News on November 15 During the three-day Virtual Flash Summit 2020, the CEO and founder of NEO Semiconductor, Xu Zhian (Andy Hsu), gave a detailed speech to introduce the company’s new X-NAND flash memory structure, which is expected to combine the speed of SLC flash memory with the density and low price of QLC.
NEO Semiconductor was established in San Jose, California in 2012 and has 20 memory-related patents. The company first disclosed its X-NAND technology in 2018 as a storage solution for AI and 5G emerging markets. Now, they have shared more details about this technology.
Source: Tom's Hardware, same below
X-NAND promises to provide top performance: The company claims that its random reading and writing workload is 3 times faster than QLC flash memory, and it is 27 times/14 times faster in sequential reading and writing workloads respectively (see the above figure).
This is achieved by smaller die, which is approximately only 37% of the size of a 16-plane design (see the figure below). This can be drafted flexibly, and the chip size can be reduced according to the required speed.
Nevertheless, X-NAND still provides a rather high degree of parallelism even though its size is smaller. Just like in a smart phone or M.2 hard drive. The company also claims that this goal can be achieved without compromising durability or cost, and its power consumption is quite low.
As the NAND market shifts to cheaper but slower flash memory to increase density (for example, from 3-bit TLC to 4-bit QLC), its performance and durability have essentially decreased, while its reading and writing latency has increased. This may reduce the sequential writing performance and has a huge impact on data center and NAS applications.
However, consumer-grade QLC hard drives rely heavily on SLC cache, which is composed of part of the local flash memory that operate in unit mode. But, it is difficult to have enough time for you to migrate writing data from SLC cache to the main QLC storage in enterprise workloads,.
Instead, X-NAND provides a way for flash memory to maintain SLC performance through simultaneous conduct SLC and QLC writing modes (see the figure below).
He pointed out that high-density flash memory is growing at an extremely fast rate, because Western Digital will occupy 50% shares of QLC by 2024.
His goal for X-NAND is to ensure that it uses the traditional NAND process, at least the tradition structure remains the same, so there will be no additional costs to base on the current NAND and use fast sampling as a solution for development.
This strategy aims to accelerate the application of QLC, especially for data centers, because the performance of flash no longer lags far behind I/O speed. In addition, the X-NAND programming and erasing strategy is designed to greatly improve its endurance and make its life longer than QLC flash memory (see figure below).
X-NAND realizes these characteristics by changing the 16KB page cache of each plane to 1KB page cache of each plane, but the size of the plane can be 16 times than the previous one.
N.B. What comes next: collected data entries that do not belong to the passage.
PR #3033, opened 2022-12-12
Improving TTA promo page

EllieNodder:
### Trello card

https://trello.com/c/YjpbDshJ/4000-improve-teacher-training-advisers-page

### Context

The TTA service is experiencing a reduction in sign-ups compared with last year, which in turn was worse than the year before.

Following user research insight, we should update the Teacher training advisers page.

In this PR I've:

- added a section explaining how to contact an adviser
- restructured the page by consideration stage
- tweaked the quotes
- removed predicted grades for students
- removed the videos (these had barely any clicks in GA)
- added blog links similar to in is teaching right for me at the bottom of the page
- moved the 'Not a final year student or graduate?' section - having this before the blog links made it look to me like the blogs were about ETAs. I thought it might make more sense to make that section into a h3 under 'Can I get an adviser?' and move the CTA down (you can use the funnel to sign up for both TTAs and ETAs anyway).

Gary's going to tweak the blog link component for this page (and others) - I just added the current version in here for now to give a sense of how this might look. This is by no means what would actually go out (there are some issues with image sizing currently).

**Update: Having discussed the blog links with Phil, we think we should aim to publish the updates to the rest of the page without these and revisit in the new year. Naeem said he'll start to recruit for some more case studies in the new year so might be a good idea to put a pin in this for now so we can consider these, too? Now that we've added more quotes throughout the page, having the extra quotes in the blog links at the bottom might actually be overkill - to discuss in UCD.**

What I've not done in this PR:

- updated the image (but will probably get Ross to do this in this PR?)


app/views/content/teacher-training-advisers.md
```diff
@@ -49,68 +43,88 @@ youtube_video:
...
+You’ll be matched with your own dedicated adviser. You’ll have the same adviser throughout your journey into teaching.
+How you talk to them is up to you – you can chat through:
 
-* arranging school experience
-* seeking out financial support
-* writing a personal statement
-* preparing for interviews
+* email
+* phone
+* text
```
gemmadallmandfe, line 62: Don't they use WhatsApp as well @EllieNodder ? One to check with Andy

app/views/content/teacher-training-advisers.md
```diff
@@ -49,68 +43,88 @@ youtube_video:
...
 
-## Meet Emma, a teacher training adviser
+You can talk to them as little or as often as you need. This could be every week for a year, or just a few times before making an application.
```
gemmadallmandfe, line 64: People can use advisers **after** they make an application too - eg for interview prep, or if they get rejected first time round and want to apply again. Does this need rewording slightly @EllieNodder ?

app/views/content/teacher-training-advisers.md
```diff
@@ -49,68 +43,88 @@ youtube_video:
...
-## What an adviser can do for you
+They have years of teaching experience and can answer all your questions about life in the classroom, as well as how you can get there.
 
 $q-tta-one$
 
-An adviser can give you as much or as little help as you need. 
+## How does it work?
 
-Other trainee teachers say they are particularly helpful with: 
+You’ll be matched with your own dedicated adviser. You’ll have the same adviser throughout your journey into teaching.
```
gemmadallmandfe, line 57: Bit repetitive to say 'journey into teaching' again here @EllieNodder ?

app/views/content/teacher-training-advisers.md
gemmadallmandfe, line 64: Does this imply that a year is the maximum @EllieNodder ? I don't think that is true so this might need rewording?

app/views/content/teacher-training-advisers.md
```diff
@@ -49,68 +43,88 @@ youtube_video:
...
-## Meet Emma, a teacher training adviser
+You can talk to them as little or as often as you need. This could be every week for a year, or just a few times before making an application.
 
-$about-teacher-training-advisers-video$
+## How your adviser can help you
 
-## Helping you decide if teaching is right for you
+### If teaching is just an idea
 
 $q-tta-two$
```
gemmadallmandfe, line 70: I wonder if the quotes would be better at the end of each section rather than under the h3 @EllieNodder? It makes it very disjointed on mobile as it currently is
image

app/views/content/teacher-training-advisers.md
```diff
@@ -49,68 +43,88 @@ youtube_video:
...
-## Meet Simon, a teacher training adviser
+* write your personal statement
+* understand your different training options
+* prepare for interviews
 
-$about-teacher-training-advisers-experience-video$
+### If you've applied and been unsuccessful
 
-## Already applied and been unsuccessful?
+$q-tta-three$
```
gemmadallmandfe, line 92: Is this quote in the right place? Feels more like it belongs in the section before?

app/views/content/teacher-training-advisers/_blog_links.html.erb
```diff
@@ -0,0 +1,27 @@
+  <section>
```
gemmadallmandfe, line 1: I agree that these blocks work as is @EllieNodder - would suggest taking them out for now until @gazcarr has thought about a new component

gemmadallmandfe (commented):
Looks much better @EllieNodder! Some initial thoughts from me before you send to Andy for review

EllieNodder:
@gazcarr @ethax-ross the new image kinda cuts off the top half of their faces - is there a way to fix this?

app/views/content/teacher-training-advisers.md
```diff
@@ -29,88 +16,115 @@ keywords:
...
+
 $get-a-tta$
 
+### If you're a veteran
+
+If you're a veteran, you do not need to have or be studying for a degree to get support from an adviser.
+
+Call us on <a href="tel:08003892500">0800 389 2500</a> to get an adviser.
+
+Our telephone service is available Monday to Friday between 8:30am and 5:30pm.
```
gemmadallmandfe, line 122:
```suggestion
Our telephone service is available Monday to Friday between 8:30am and 5:30pm, except on bank holidays.
```
(@EllieNodder needs link adding as well to gov.uk page as per footer component)

app/views/content/teacher-training-advisers.md
```diff
@@ -29,88 +16,115 @@ keywords:
...
-* preparing for interviews
+How often you talk to them is up to you – this could be every week for more than a year, or just a few times for some one-to-one support.
+
+You can chat by phone, or by:
+
+* email
+* text
+* WhatsApp
+
+## How your adviser can help you
```
gemmadallmandfe, line 58: This is the only h2 on the page that isn't a question - should it be reworded to a question for consistency @EllieNodder?

gemmadallmandfe (approved):
Looks good to me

A plane is the smallest unit of flash memory, and each flash die has one or more planes. The page cache stores data in transmission between the bus and flash memory, such as reading and writing data. The flash mode is divided into planes that contain bit lines or cell strings (see the figure above), so plane division can reduce the length of the bit lines, which helps improve performance.
When X-NAND is in the reading or verifying process, the corresponding setup time can be reduced by block the adjacent bit line (see the figure below). This further enhances the technology and improves writing performance.
X-NAND has six main characteristics: multi-bit row writing, multi-plane QLC programming, program suspension, multi-bl reading, single-latch QLC reading, and the SLC/QLC parallel programming mentioned above. Depending on the different implementation, this can greatly improve program throughput because multiple planes can be used in the programming sequence.
Multiple memory units are used so that SLC and QLC programming can be realized at the same time, and to ensure that the SLC page is never full, so data can be transferred to the QLC page at the SLC speed. The program allows the use of internally shared inter-page cache data lines or I/O buses to minimize additional delays. Reading is improved by using plane to latch the reading of each bit line, and the data can be renewed in a non-destructive way like DRAM due to the high capacitance.
Elinfor.com reminds that although the vision is very good, it may still take a long time to implement this technology in real life.